However, the use of antimicrobial drugs is often still required for reducing shedding and intestinal carriage of salmonellae, especially when preventive measures have not been sufficiently efficient (Davies et al., Citation2003). In such cases, new concerns are born due to selection of resistant bacteria (Velonakis et al., Citation2001; Molbak et al., Citation2002; Chung et al., Citation2003; Malorny et al., Citation2003; Busani et al., Citation2004), the possibility that residues of antimicrobial drugs may contaminate chicken meat and eggs consumed by man (Donoghue, Citation2003), and finally because antibiotic therapy alone will is unlikely to clear salmonellae from infected chickens (Fernandez et al., Citation2001).
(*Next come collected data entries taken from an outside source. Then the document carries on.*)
PR #284, opened 2026-05-11
Add ProveKit-Groth16 benchmark

Bisht13:
Adds `provekit-groth16` alongside `provekit/` (Spartan+WHIR), benchmarking the **Groth16+BSB22** flavour of [ProveKit](https://github.com/worldfnd/ProveKit) on the standard targets (sha256, ecdsa, keccak, poseidon, poseidon2).

Trusted setup is sampled per `prepare` call (toxic waste zeroized on drop) — benchmark-only; production needs a ceremony.


provekit-groth16/src/lib.rs
```diff
@@ -0,0 +1,288 @@
...
+        .expect("Groth16 proof generation failed")
+}
+
+pub fn verify(prepared: &GrothPrepared, proof: &NoirProof) -> Result<(), &'static str> {
+    let mut verifier = prepared.verifier.clone();
+    verifier.verify(proof).map_err(|_| "Proof is not valid")
+}
+
+pub fn preprocessing_size(prepared: &GrothPrepared) -> usize {
+    prepared.pk_size
```
alxkzmn: By preprocessing artifacts we actually mean everything that a prover needs to generate the proof, so in this case it should also be the R1CS, witness generator binaries and anything else that a deployed application would include.

alxkzmn (changes requested):
Please account for all prover artifacts to calculate the preprocessing size.

provekit-groth16/src/lib.rs
```diff
@@ -0,0 +1,288 @@
...
+        toml_path,
+        pk_size,
+        num_constraints,
+    }
+}
+
+pub fn prepare_sha256(input_size: usize) -> GrothPrepared {
+    let package = format!("csp_sha256_{input_size}");
+    let (scheme, _) = compile_package(&package);
+    let (data, _digest) = utils::generate_sha256_input(input_size);
```
alxkzmn: Why the digest isn't used?

provekit-groth16/src/lib.rs
Bisht13: Reads the PKP size now.

provekit-groth16/src/lib.rs
Bisht13: The sha256 circuits use -> pub [u8; 32] (e.g. circuits/sha256_128/src/main.nr:5), so the digest is a public output of the proof, not a Prover.toml input. Same handling as the existing provekit/crate (provekit/src/lib.rs:97).

alxkzmn: I think we need to either check the public output, or provide it as an input and `assert(digest == expected)`

Bisht13: Updated the sha256 circuits to take result: [u8; 32] and assert(digest == result), matching keccak's pattern. prepare_sha256 now writes the expected digest to Prover.toml.

alxkzmn (approved):
LGTM!

Issue #132, opened 2025-10-31
Implement Circom/Groth16 ECDSA benchmarks


alxkzmn:
Research further into which ECDSA implementations we want to include. If we include multiple, we use the "feat" property to distinguish them:
       - https://github.com/0xPARC/circom-ecdsa (for secp256k1 curve) (Crema labs fork may have better circomlib deps management: https://github.com/crema-labs/circom-ecdsa)
       - https://github.com/privacy-ethereum/circom-ecdsa-p256 (for p256 curve)
       - https://github.com/crema-labs/ecdsa-p384-circom (for p384 curve)

brech1:
Even if we just include one we need the curve differentiator imo

alxkzmn:
It could be the feature field.

Spyro7883:
Is this still wanted? I'd like to take it, starting with secp256k1 and putting the curve in the feat field, matching the risc0/jolt entries.

alxkzmn:
@Spyro7883 yes, and please use the latest results from https://zk.golf/challenges/secp256k1-scalar-mul and https://zk.golf/challenges/secp256k1-fixed-base-scalar-mul to implement the circuit efficiently.

Spyro7883:
Progress update: ECDSA verification is at **503,280 nonlinear constraints** (532,811 total), against **1,508,904** for `ECDSAVerifyNoPubkeyCheck(64, 4)`. Both linked challenges are in it: 4-dimensional fake-GLV for the variable base (417,661 alone, from 1,399,441) and a width-12 comb for the fixed base (65,601, from 95,444). Semantics follow k256's `verify_prehash`, so the baseline is doing strictly less work. Branch: [`Spyro7883/csp-benchmarks:circom-ecdsa-glv4`](https://github.com/Spyro7883/csp-benchmarks/tree/circom-ecdsa-glv4).

One finding worth flagging: Straus over `Secp256k1AddUnequal` is forgeable on coincident operands, not merely incomplete, so the loop uses a strict addition plus two guards. Witness tests pass 21/21, including that case.

Three questions before I open the PR:

1. **I can't upload the zkey myself.** It's 309 MB and lives in the `zkeys-v1` release, which only maintainers can write to. #191 and #200 could still ship theirs through LFS, but #279 moved them. Can you upload it? If it helps, I can make `ZKEYS_RELEASE_URL` fall back to the PR's head repository, so I can host mine until you publish yours.

[...]

PR #302, opened 2026-08-22
Add secp256k1 ECDSA verification benchmark for circom

Spyro7883:
Part of #132: secp256k1.

Adds a circom ECDSA verification benchmark over secp256k1, registered through the shared harness with the curve in the feature field. The circuit verifies a prehashed signature with the same semantics as `k256::verify_prehash`, and takes the digest, the signature and the public key - same interface as the other ECDSA circuits here.

It applies both zk.golf techniques: a 4-dimensional fake-GLV for the variable base ([secp256k1-scalar-mul](https://zk.golf/challenges/secp256k1-scalar-mul)) and a width-12 comb for the fixed base ([secp256k1-fixed-base-scalar-mul](https://zk.golf/challenges/secp256k1-fixed-base-scalar-mul)).
Together they bring verification to 503,280 nonlinear constraints, down from 1,508,904 for `ECDSAVerifyNoPubkeyCheck(64, 4)`.

Building the crate now needs `circom` on PATH: the witness generator for this circuit is compiled from the circuit rather than committed, and CI installs the pinned compiler to do it. Every other circuit still ships its `.cpp` and `.dat`.

The `.zkey` isn't included, as agreed in #132, so the benchmark job stays red until it's uploaded.


alxkzmn:
@Spyro7883 please fix the missing circomlib issue (see the CI errors - the code should point to the correct circomlib location inside https://github.com/ethereum/csp-benchmarks/tree/main/circom)

Spyro7883:
The failure is caused by the absence of `ecdsa_32_0001.zkey` in the `zkeys-v1` release. The key needs generating with `powersOfTau28_hez_final_20.ptau`, not `_19`: snarkjs counts 532,811 constraints, which is over 2^19.

circomlib is fixed in `dce45cc` and `bbb45a3`.

Spyro7883:
circom/checksums.sha256 has the hash of the key I built locally, so the verify step will fail until that line matches yours. Send me the hash and I'll update it, or you can push the line if that's faster.

Spyro7883:
Read through 1942c5c9 - the equal-x split is the one I got wrong; rejecting R = -[u1]G rejects valid signatures.

I've dropped the ECDSA zkey line from rust_benchmarks_parallel.yml and its line from checksums.sha256, since no key is published yet and circom-ecdsa-bench already gates the ECDSA benchmark off by default. Both can be restored once a key is published.

I recompiled with --O2 locally and get 512,955 constraints, so powersOfTau28_hez_final_19.ptau is enough now, not _20 as I said.

alxkzmn:
@Spyro7883 the PR looks good, thanks for your work! The CI failure is unrelated, I'll fix it separately.

alxkzmn (approved):
LGTM!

Alternatives to antimicrobial drugs are required for the control of salmonellae within poultry production. Besides reducing the use of antibiotics, these methods could also be used in conjunction with good agricultural practices in the multi-factorial approach for improvements on salmonella's control at a pre-harvest level. Bactericidal bacteriophages may provide a natural, non-toxic, feasible and non-expensive component for the pre-harvest control of salmonellae in poultry. Some preliminary work has indicated that salmonellae can be controlled by the use of bacteriophages (Barrow et al., Citation1987; Berchieri et al., Citation1991; Sklar & Joerger, Citation2001), although additional work has to be done in order to achieve more optimistic results.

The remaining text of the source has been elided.